Baked Salmon with Colbert Sauce is a classic dish that combines the rich and succulent flavors of salmon with a luscious Colbert sauce. This dish has a rich history dating back to the late 19th and early 20th centuries, often associated with French cuisine and its influence on the culinary world. The dish is characterized by its indulgent combination of flavors, blending the natural richness of salmon with the tangy and savory notes of the Colbert sauce. The salmon is marinated before being baked to perfection, resulting in a tender and flavorful centerpiece that is complemented by the velvety sauce.
The history of Baked Salmon with Colbert Sauce is rooted in the development of French cuisine and its impact on international gastronomy. The Colbert sauce itself is named after Jean-Baptiste Colbert, the renowned French minister of finance under King Louis XIV during the 17th century. While the exact origins of this dish are not entirely clear, it draws inspiration from the traditional techniques and flavors of French cuisine.
Salmon, known for its delicate flavor and versatility, became a popular choice for many chefs seeking to create sumptuous dishes. The combination of salmon and Colbert sauce exemplifies the harmonious blend of classic French flavors with high-quality ingredients.
Over time, the recipe for Baked Salmon with Colbert Sauce evolved, adapting to various culinary trends and regional influences. It has become a staple in upscale dining and is often associated with elegant dinners and special occasions.
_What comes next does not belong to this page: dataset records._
PR #966, opened 2024-01-29
[Deps] Add "pyyaml==6.0.1" dependency to Dockefile

iksnagreb:
More of a personal preference, but I assume I am not alone. I like to specify my model or "experiment" configurations as well as the metrics collected in YAML format instead of JSON, see here for an example: https://github.com/iksnagreb/attention-dummy/blob/benchmark/params.yaml

I think it does not hurt to add a YAML parser into the finn container, at least it should not interfere with anything else and I do not expect frequent changes to this dependency either.


auphelia:
Thanks @iksnagreb!

PR #967, opened 2024-01-29
Non-Interactive Docker Run

iksnagreb:
When running some automated finn builds by some experiment manager doing parameter sweeps, the jobs failed with some TTY issues from within docker, which I have tracked down to the container being connected to a non-TTY output device. So I think there should be an option to disable DOCKER_INTERACTIVE, when it is not absolutely needed. This PR is certainly not ready (it just disables DOCKER_INTERACTIVE...). This is more of reminder, to myself that I rely on this being fixed...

The dish’s reputation for sophistication and timeless appeal has helped it maintain its popularity throughout the years.
INGREDIENTS
For the Fish:
- 1 slice salmon, approximately 1-1/2 lbs. in weight
- 4 tablespoonfuls melted Crisco (shortening)
- 1 tablespoonful chopped parsley
- 1 tablespoonful tarragon vinegar
- 1 chopped shallot
- 1 chopped gherkin
- 1 chopped anchovy
- Salt, pepper, and red pepper to taste
- Water
For the Sauce:
- 4 tablespoonfuls Crisco (shortening)
- 2 tablespoonfuls flour
- 1 teaspoonful lemon juice
- 3 anchovies
- 1 tablespoonful chopped parsley
- Pepper to taste
- 2 cupfuls fish stock, or a mixture of milk and water
INSTRUCTIONS
For the Fish:
- In a mixing bowl, combine melted Crisco, chopped shallot, gherkin, chopped anchovy, chopped parsley, tarragon vinegar, salt, pepper, and red pepper to create a marinade.
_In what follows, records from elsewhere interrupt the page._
PR #989, opened 2024-02-21
Add C++ driver support

LinusJungemann:
Adds support for the C++ driver for FINN https://github.com/eki-project/finn-cpp-driver
The C++ driver itself is added as a submodule to FINN.

Current v1.0 driver release note: https://github.com/eki-project/finn-cpp-driver/releases/tag/v1.0

### DIFF
--- a/.gitignore
+++ b/.gitignore
@@ -40,6 +40,7 @@ __pycache__/*
 .cache/*
 .*.swp
 *.ipynb_checkpoints*
+*.sif
 
 # Project files
 .vscode
@@ -65,6 +66,7 @@ coverage.xml
 .pytest_cache/
 
 # Build and docs folder/files
+finn_build_single_job.sh
 build/*
 dist/*
 sdist/*
--- a/.gitignore
+++ b/.gitignore
@@ -66,7 +66,6 @@ coverage.xml
 .pytest_cache/
 
 # Build and docs folder/files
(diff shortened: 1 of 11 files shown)


LinusJungemann:
Bumped driver version to v1.1: https://github.com/eki-project/finn-cpp-driver/releases/tag/v1.1

auphelia:
For reference, there should be an additional Jenkins test which tests the driver on the board, similar to: https://github.com/Xilinx/finn/blob/dev/docker/jenkins/test_bnn_hw_pytest.py

LinusJungemann:
The C++ driver depends on #1210, so that I do not have to duplicate some of the builder options. In the meantime, there are still some details that I will polish up a bit for nicer integration.

I have now moved both drivers into a single step called step_make_driver. If `pynq_driver` is in the `generate_outputs` list, then the old driver will be used. If `cpp_driver` is in the list, then the C++ driver is used. Additionally, the C++ driver version can be selected in the build config using "latest" or a commit hash.

preusser (approved):
Thanks, @LinusJungemann!
This looks good.

auphelia (approved):
Thank you, @LinusJungemann! Looks good to me as well :) I've added some small changes on code organization, tests and added the --force flag to the xclbinutil command to make it easier to re-run.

- Place the salmon slice into the marinade, ensuring it is well coated. Allow the salmon to marinate in this mixture for one hour.
- After marinating, carefully lift the salmon out of the mixture, without shaking off any ingredients that are sticking to it.
- Place the marinated salmon in a well-greased fireproof dish.
- Cover the salmon with a greased paper to prevent it from drying out during baking.
- Bake the salmon in a moderate oven for approximately thirty minutes, or until it is cooked through and flakes easily with a fork.
For the Sauce:
- In a small saucepan, melt Crisco (shortening) over medium heat.
- Stir in the flour to create a roux, and cook for a few minutes until it’s lightly golden.
- Gradually add the fish stock (or milk and water mixture), stirring continuously to prevent lumps from forming.
- Allow the sauce to come to a boil and thicken.
- Pass the anchovies through a fine sieve to create a smooth paste, then add it to the sauce along with chopped parsley, lemon juice, and pepper to taste.
- Continue to cook the sauce, stirring occasionally, until it reaches a velvety consistency.
To Serve:
- Place the baked salmon on a serving platter or individual plates.
- Pour the Colbert sauce into a hot tureen or sauceboat.
- Serve the sauce alongside the baked salmon, allowing diners to ladle the flavorful sauce over their portion of fish.
Enjoy this delightful Baked Salmon with Colbert Sauce as a luxurious and elegant main course, accompanied by your favorite side dishes and a good company!